◆ **What is being asked**:
Copy out the entire listing, keeping each line exactly as it is.

◆ **Data provided**:
Issue #404, opened 2022-06-21
OTLP metrics export partial success - structure, semantic conventions and beyond


joaopgrassi:
In #390 we introduced the concept of partial success in OTLP export responses. The initial version only contained fields to indicate the # of accepted datapoints + a string error message. During the PR review it was brought up that only these fields might not be enough and that we may need more structure to be able to achieve more things with it.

◆ **Task solution**:
Issue #404, opened 2022-06-21
OTLP metrics export partial success - structure, semantic conventions and beyond


joaopgrassi:
In #390 we introduced the concept of partial success in OTLP export responses. The initial version only contained fields to indicate the # of accepted datapoints + a string error message. During the PR review it was brought up that only these fields might not be enough and that we may need more structure to be able to achieve more things with it.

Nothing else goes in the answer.